Aim of the exercise —
Among the entries below, count the lines with "latest" in them and state the total without comment.

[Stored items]
———

PR #4226, opened 2018-02-26
File status detection under Windows XP (32-bit only)

d0vgan:
File status detection under Windows XP: using winapi_wstat for 32-bit only.
P.S. I don't have any idea why git shows changes in the functions isCertificateValidated and isAssoCommandExisting - I did not touch them at all!

### DIFF
--- a/PowerEditor/src/MISC/Common/Common.cpp
+++ b/PowerEditor/src/MISC/Common/Common.cpp
@@ -34,6 +34,7 @@
 
 #include "Common.h"
 #include "../Utf8.h"
+#include <Parameters.h>
 
 WcharMbcsConvertor* WcharMbcsConvertor::_pSelf = new WcharMbcsConvertor;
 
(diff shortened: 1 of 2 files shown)


dail8859:
> P.S. I don't have any idea why git shows changes in the functions isCertificateValidated and isAssoCommandExisting - I did not touch them at all!

It appears this is due to the file originally having *mixed line endings*. As you can see from the screenshot below, opening the original file (on the left) and the new file from this PR (on the right) Notepad++ shows different line endings.

mle

PowerEditor/src/MISC/Common/Common.cpp
```diff
@@ -1158,38 +1158,84 @@ bool isCertificateValidated(const generic_string & fullFilePath, const generic_s
...
+    return (ull.QuadPart / 10000000ULL - 11644473600ULL);
+}
+
+int winapi_wstat(wchar_t const* _FileName, struct _stat* _Stat)
+{
+    // Starting from Visual Studio 2015, _wstat always returns -1 in Windows XP.
+    // So here is a WinAPI-based implementation of _wstat.
+    int nResult = -1;
+    DWORD dwAttr = ::GetFileAttributes(_FileName);
+    if (dwAttr != INVALID_FILE_ATTRIBUTES)
```
CookiePLMonster: Since you're checking for CreateFile return value, this check is redundant.

PowerEditor/src/MISC/Common/Common.cpp
```diff
@@ -1158,38 +1158,84 @@ bool isCertificateValidated(const generic_string & fullFilePath, const generic_s
...
+            FILETIME creationTime, accessTime, writeTime;
+            if (::GetFileSizeEx(hFile, &fileSize) &&
+                ::GetFileTime(hFile, &creationTime, &accessTime, &writeTime))
+            {
+                ::ZeroMemory(_Stat, sizeof(struct _stat));
+                _Stat->st_atime = static_cast<decltype(_Stat->st_atime)>(filetime_to_time_ull(&accessTime));
+                _Stat->st_ctime = static_cast<decltype(_Stat->st_ctime)>(filetime_to_time_ull(&creationTime));
+                _Stat->st_mtime = static_cast<decltype(_Stat->st_mtime)>(filetime_to_time_ull(&writeTime));
+                _Stat->st_size = static_cast<decltype(_Stat->st_size)>(fileSize.QuadPart);
+                _Stat->st_mode = _S_IREAD | _S_IEXEC;
```
CookiePLMonster: Are directories executable?

PowerEditor/src/MISC/Common/Common.cpp
d0vgan: The intention was: if GetFileAttributes returns INVALID_FILE_ATTRIBUTES, we don't even call CreateFile. These are two different functions, so checking results of both sounds logical, no?

PowerEditor/src/MISC/Common/Common.cpp
d0vgan: As https://www.gnu.org/software/libc/manual/html_node/Permission-Bits.html says:
S_IEXEC : Execute (for ordinary files) or search (for directories) permission bit for the owner of the file

PowerEditor/src/MISC/Common/Common.cpp
CookiePLMonster: Sure, but you're not winning anything with this check. If the file/directory does not exist, `CreateFile` will fail anyway. Right now you are checking for file existence twice, and if `GetFileAttributes` returns valid data you still can't be sure that the file will still exist when `CreateFile` gets called (may very well be deleted between those two calls).

donho:
@d0vgan Please rebase from master for solving the conflict.

bahusoid:
Is it about this [issue](https://developercommunity.visualstudio.com/content/problem/19317/windows-c-function-wstat-does-not-work-correctly-w.html)? It seems it's fixed in latest VS 2017 platform toolset. So maybe it's better just to upgrade to VS 2017? Also there is some workaround suggested for existing project:

> First, unload the project by right clicking it and selecting "Unload Project". Then right click again and select "Edit myproject.vcxproj". The vcxproj is divided into property groups for each configuration. Everywhere that you have <PlatformToolset>v141_xp</PlatformToolset> (or any other XP toolset), you can add this tag in the same section: <TargetUniversalCRTVersion>10.0.10586.0</TargetUniversalCRTVersion>. You can use any SDK version in this section. This issue was fixed in 10.0.10586.0, but I recommend checking the SDK archive (https://developer.microsoft.com/en-us/windows/downloads/sdk-archive), downloading the latest SDK,

d0vgan:
The solution with <TargetUniversalCRTVersion>10.0.10586.0</TargetUniversalCRTVersion> does not work with Visual Studio 2015 at all because <TargetUniversalCRTVersion>10.0.10586.0</TargetUniversalCRTVersion> is not available in it!
I believe it will work when Visual Studio 2017 or additional SDK is installed, but, unfortunately, not with the original Visual Studio 2015.

d0vgan:
Actually, why not make this behavior _optional_? I mean, basing on this change, introduce a new option e.g. "WinXP-compatible file status" in the Settings dialog. And this option will alter the behavior of the function generic_stat. What do you think?
(Though it will probably mean the generic_stat function will need an additional argument e.g. isWinXPCompatible.)

AngryGamer:
I don't see a reason to waste space in the Settings dialog. If the objective is to always use _wstat on non-XP 32bit, then might as well do something like:
```
int winapi_wstat(wchar_t const* _FileName, struct _stat* _Stat)
{
	if (IsWindowsVistaOrGreater())
		return _wstat(_FileName, _Stat);
	
	// rest of code
}
```

donho:
@d0vgan 
Hi Vitaliy, Hope you are fine :)
Just wanna make the situation more clear:
 _wstat (of VS2015) has bugs only under windows XP 32 bits, but not under others platforms, is it correct?

However in your PR, you're using your implementation `winapi_wstat` instead of Microsoft's implementation `_wstat32` or `_wstat64i32` for all  32 bits platforms. That is overkilled IMO and might insert the unstable issue into Notepad++ for all the 32 bits platforms.

d0vgan:
OK, I've rebased the changes, plus now they are only for Windows XP (and 2000/2003 if someone succeds to compile Notepad++ under it.).

AngryGamer:
See https://msdn.microsoft.com/en-us/library/windows/desktop/ms724451(v=vs.85).aspx

> [GetVersionEx may be altered or unavailable for releases after Windows 8.1. Instead, use the Version Helper functions]

CookiePLMonster:
GetVersionEx being deprecated isn't really an issue - changes of it dissapearing are close to none, and it's a perfectly legimate way of detecting systems as old as Windows XP (could only cause issues if you try to detect 8.1 or 10, but I believe notepad++ is already manifested for Windows 10 so even that is fine).

d0vgan:
Updated according to the review comments: now using NppParameters::getInstance()->getWinVersion().

d0vgan:
Rebased against the master after handling the comments. Ready to merge, I suppose.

———

Answer for the task —
2